*Task*
Please reproduce the data below exactly, from the first line to the last.

*Given entries*

▼

PR #96, opened 2021-10-08
Show network requests in debug build using alice

ua741:
## Description
By default, Alice will only cache last 1000 requests in memory.

## Test Plan
Tested on emulator


pubspec.yaml
```diff
@@ -105,6 +106,7 @@ dependencies:
 
 dependency_overrides:
   provider: ^6.0.1 # for chewie 1.2.2 https://github.com/brianegan/chewie/issues/530
+  flutter_local_notifications: ^8.1.1
```
vishnukvmd, line 109: Why do we need this?

lib/ui/settings/debug_section_widget.dart
```diff
@@ -21,6 +22,14 @@ class DebugSectionWidget extends StatelessWidget {
           child: SettingsTextItem(
               text: "key attributes", icon: Icons.navigate_next),
         ),
+        GestureDetector(
+          behavior: HitTestBehavior.translucent,
+          onTap: () async {
+            Network.instance.getAlice().showInspector();
```
vishnukvmd, line 28: Also show this on `longPress` for app-version?

lib/core/network.dart
```diff
@@ -1,27 +1,32 @@
...
 import 'package:package_info_plus/package_info_plus.dart';
 
 int kConnectTimeout = 15000;
 
 class Network {
   Dio _dio;
-
+  Alice _alice;
   Future<void> init() async {
+    _alice = Alice(darkTheme: true, showInspectorOnShake: true);
```
vishnukvmd, line 15: `showInspectorOnShake` might be scary in case of accidental shakes?

vishnukvmd (approved):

▲

*Task output*
PR #96, opened 2021-10-08
Show network requests in debug build using alice

ua741:
## Description
By default, Alice will only cache last 1000 requests in memory.

## Test Plan
Tested on emulator


pubspec.yaml
```diff
@@ -105,6 +106,7 @@ dependencies:
 
 dependency_overrides:
   provider: ^6.0.1 # for chewie 1.2.2 https://github.com/brianegan/chewie/issues/530
+  flutter_local_notifications: ^8.1.1
```
vishnukvmd, line 109: Why do we need this?

lib/ui/settings/debug_section_widget.dart
```diff
@@ -21,6 +22,14 @@ class DebugSectionWidget extends StatelessWidget {
           child: SettingsTextItem(
               text: "key attributes", icon: Icons.navigate_next),
         ),
+        GestureDetector(
+          behavior: HitTestBehavior.translucent,
+          onTap: () async {
+            Network.instance.getAlice().showInspector();
```
vishnukvmd, line 28: Also show this on `longPress` for app-version?

lib/core/network.dart
```diff
@@ -1,27 +1,32 @@
...
 import 'package:package_info_plus/package_info_plus.dart';
 
 int kConnectTimeout = 15000;
 
 class Network {
   Dio _dio;
-
+  Alice _alice;
   Future<void> init() async {
+    _alice = Alice(darkTheme: true, showInspectorOnShake: true);
```
vishnukvmd, line 15: `showInspectorOnShake` might be scary in case of accidental shakes?

vishnukvmd (approved):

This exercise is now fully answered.